#### DATA FOR REVIEW ####

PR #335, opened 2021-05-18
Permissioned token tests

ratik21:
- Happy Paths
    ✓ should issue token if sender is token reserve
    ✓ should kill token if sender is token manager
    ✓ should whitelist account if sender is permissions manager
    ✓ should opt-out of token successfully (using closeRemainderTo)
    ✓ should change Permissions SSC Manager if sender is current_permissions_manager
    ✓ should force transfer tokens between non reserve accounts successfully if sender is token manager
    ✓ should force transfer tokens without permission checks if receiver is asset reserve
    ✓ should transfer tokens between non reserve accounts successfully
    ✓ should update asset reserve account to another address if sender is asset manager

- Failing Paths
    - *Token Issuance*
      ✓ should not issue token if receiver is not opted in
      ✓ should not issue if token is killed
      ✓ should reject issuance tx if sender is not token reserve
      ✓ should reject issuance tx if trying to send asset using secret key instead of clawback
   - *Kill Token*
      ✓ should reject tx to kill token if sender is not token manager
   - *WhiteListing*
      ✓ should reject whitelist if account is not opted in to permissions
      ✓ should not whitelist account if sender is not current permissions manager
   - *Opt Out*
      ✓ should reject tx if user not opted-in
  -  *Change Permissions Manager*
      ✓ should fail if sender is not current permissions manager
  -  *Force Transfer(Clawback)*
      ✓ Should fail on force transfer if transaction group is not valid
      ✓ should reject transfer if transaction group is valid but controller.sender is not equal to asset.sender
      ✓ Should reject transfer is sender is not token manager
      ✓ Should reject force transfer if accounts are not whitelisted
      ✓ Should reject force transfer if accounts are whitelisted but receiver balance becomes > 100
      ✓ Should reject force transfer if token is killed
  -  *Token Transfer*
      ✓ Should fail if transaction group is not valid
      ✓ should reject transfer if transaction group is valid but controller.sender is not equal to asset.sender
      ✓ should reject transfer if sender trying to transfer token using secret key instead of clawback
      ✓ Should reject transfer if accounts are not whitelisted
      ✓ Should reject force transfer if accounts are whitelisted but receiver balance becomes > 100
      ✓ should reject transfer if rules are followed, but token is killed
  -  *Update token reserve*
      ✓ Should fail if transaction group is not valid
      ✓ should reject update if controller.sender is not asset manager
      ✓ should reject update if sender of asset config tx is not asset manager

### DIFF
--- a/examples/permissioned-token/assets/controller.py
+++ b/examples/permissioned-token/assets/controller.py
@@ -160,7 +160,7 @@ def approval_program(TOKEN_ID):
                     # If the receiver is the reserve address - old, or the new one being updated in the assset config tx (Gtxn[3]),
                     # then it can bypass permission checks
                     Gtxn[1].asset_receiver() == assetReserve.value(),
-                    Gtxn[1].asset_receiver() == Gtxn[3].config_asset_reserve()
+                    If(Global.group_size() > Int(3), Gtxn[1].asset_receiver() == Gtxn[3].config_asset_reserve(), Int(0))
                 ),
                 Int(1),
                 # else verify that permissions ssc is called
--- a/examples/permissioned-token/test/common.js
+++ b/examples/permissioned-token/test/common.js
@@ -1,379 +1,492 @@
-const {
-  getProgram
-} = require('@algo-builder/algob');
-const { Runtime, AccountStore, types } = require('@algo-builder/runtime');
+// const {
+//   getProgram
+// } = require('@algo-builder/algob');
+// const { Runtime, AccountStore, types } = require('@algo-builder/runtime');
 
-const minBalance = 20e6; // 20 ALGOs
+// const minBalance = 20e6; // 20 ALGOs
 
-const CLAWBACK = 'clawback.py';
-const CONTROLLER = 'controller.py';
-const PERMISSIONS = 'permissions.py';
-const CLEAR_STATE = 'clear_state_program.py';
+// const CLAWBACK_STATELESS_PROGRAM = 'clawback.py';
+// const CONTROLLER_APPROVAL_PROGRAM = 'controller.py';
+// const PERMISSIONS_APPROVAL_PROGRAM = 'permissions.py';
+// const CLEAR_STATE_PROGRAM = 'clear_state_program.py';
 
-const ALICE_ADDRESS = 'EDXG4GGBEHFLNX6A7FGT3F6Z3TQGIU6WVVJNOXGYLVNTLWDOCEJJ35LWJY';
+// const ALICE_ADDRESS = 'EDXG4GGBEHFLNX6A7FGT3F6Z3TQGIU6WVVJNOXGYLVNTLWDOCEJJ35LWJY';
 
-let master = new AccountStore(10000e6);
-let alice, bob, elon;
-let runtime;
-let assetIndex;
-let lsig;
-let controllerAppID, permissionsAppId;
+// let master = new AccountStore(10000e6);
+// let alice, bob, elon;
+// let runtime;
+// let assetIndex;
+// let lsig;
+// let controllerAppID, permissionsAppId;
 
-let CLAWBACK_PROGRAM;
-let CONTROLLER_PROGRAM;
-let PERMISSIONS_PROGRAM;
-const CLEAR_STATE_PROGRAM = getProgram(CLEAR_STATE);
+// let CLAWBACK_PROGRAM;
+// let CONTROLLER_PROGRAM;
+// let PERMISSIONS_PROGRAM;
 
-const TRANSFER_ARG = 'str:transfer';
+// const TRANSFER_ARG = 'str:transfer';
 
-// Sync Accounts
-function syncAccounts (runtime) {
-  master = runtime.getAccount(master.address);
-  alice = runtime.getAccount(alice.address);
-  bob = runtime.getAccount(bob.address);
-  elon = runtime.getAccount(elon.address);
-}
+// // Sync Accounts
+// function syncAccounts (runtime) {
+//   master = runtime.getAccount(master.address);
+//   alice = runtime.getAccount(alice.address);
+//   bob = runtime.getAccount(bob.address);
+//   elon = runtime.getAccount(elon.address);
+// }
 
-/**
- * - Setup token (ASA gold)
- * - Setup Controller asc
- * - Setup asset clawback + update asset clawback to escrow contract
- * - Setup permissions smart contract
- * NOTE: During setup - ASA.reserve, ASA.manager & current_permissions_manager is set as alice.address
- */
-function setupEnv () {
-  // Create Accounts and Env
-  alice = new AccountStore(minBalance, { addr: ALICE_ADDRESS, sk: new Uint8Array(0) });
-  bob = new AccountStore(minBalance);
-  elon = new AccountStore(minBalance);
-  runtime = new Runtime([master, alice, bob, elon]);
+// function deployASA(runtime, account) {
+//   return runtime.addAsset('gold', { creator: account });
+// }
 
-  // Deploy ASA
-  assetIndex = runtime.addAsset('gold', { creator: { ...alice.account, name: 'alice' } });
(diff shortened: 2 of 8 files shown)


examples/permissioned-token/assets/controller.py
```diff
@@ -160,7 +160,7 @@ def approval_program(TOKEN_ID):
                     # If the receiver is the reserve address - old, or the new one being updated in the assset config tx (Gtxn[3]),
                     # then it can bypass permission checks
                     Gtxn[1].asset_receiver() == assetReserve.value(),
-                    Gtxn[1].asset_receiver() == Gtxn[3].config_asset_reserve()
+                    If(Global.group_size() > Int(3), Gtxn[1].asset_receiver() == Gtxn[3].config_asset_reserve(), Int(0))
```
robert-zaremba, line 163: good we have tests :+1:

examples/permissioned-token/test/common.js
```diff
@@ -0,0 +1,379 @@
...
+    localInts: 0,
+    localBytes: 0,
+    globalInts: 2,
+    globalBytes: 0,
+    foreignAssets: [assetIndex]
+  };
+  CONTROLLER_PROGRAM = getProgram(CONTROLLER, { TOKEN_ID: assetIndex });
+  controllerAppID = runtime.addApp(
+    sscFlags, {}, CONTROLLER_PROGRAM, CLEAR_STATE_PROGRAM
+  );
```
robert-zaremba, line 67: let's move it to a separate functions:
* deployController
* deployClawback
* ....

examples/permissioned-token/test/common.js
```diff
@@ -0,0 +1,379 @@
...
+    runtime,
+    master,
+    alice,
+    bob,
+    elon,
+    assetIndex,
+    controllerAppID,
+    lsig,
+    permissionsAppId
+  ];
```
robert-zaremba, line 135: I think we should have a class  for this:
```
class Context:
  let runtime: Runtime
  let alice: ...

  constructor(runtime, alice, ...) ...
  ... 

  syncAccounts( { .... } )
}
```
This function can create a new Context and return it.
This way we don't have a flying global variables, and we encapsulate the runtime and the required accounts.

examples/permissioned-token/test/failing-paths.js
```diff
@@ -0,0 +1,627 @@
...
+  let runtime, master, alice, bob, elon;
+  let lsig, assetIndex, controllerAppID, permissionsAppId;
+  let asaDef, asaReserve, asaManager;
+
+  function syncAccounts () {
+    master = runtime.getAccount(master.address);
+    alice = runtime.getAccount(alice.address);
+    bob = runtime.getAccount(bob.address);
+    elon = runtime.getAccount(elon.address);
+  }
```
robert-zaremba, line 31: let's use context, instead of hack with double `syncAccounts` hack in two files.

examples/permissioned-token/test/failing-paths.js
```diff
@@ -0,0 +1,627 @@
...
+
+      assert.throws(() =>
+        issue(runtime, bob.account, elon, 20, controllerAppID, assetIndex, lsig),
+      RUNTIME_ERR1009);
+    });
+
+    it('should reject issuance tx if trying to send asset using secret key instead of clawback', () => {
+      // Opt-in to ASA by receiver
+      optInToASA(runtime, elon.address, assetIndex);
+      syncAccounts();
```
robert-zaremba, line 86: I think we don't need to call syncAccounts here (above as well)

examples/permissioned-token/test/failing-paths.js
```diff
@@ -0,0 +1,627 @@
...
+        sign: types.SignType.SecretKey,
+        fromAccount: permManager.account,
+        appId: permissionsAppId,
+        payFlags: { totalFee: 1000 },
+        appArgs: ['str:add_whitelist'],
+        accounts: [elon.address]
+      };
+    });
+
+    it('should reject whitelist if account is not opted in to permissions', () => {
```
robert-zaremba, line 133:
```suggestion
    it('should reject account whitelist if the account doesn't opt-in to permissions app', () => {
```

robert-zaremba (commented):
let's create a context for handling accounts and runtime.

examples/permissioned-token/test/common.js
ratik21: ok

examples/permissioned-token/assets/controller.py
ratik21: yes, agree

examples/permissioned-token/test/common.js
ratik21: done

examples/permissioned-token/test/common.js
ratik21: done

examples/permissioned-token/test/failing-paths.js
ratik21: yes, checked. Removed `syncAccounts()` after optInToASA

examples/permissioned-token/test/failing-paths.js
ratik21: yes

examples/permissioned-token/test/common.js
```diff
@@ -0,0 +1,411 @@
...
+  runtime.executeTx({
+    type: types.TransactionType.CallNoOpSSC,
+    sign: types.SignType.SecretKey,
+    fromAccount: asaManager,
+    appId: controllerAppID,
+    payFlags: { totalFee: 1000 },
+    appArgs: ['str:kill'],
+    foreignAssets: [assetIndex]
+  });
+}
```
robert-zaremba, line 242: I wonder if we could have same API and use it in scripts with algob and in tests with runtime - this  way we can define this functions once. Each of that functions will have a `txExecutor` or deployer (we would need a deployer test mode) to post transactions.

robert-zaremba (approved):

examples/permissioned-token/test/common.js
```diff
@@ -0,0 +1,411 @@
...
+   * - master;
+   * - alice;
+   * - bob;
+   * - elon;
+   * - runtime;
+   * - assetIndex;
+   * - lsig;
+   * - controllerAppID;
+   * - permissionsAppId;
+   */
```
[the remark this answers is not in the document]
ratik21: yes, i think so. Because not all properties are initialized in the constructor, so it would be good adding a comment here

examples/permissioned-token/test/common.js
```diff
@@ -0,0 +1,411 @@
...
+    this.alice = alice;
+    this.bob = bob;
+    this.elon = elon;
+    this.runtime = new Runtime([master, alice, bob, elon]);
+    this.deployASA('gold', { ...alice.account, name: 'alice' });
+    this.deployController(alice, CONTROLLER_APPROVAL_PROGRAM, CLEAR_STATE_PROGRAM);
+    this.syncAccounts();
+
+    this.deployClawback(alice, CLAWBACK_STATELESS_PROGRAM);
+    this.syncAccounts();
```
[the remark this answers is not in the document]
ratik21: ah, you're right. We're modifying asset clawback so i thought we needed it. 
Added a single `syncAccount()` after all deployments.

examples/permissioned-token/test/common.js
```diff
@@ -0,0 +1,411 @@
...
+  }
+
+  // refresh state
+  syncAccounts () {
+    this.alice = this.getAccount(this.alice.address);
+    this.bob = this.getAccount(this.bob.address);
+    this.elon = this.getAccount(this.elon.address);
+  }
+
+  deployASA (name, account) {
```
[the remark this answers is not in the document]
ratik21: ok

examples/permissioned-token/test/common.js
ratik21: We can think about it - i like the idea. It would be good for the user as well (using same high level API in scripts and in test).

####

WHAT IS BEING ASKED:
Return, word for word, the lines of the data above from the line with "Permissioned token tests" through the line with "is permissions manager", inclusive.

FINISHED TASK:
Permissioned token tests

ratik21:
- Happy Paths
    ✓ should issue token if sender is token reserve
    ✓ should kill token if sender is token manager
    ✓ should whitelist account if sender is permissions manager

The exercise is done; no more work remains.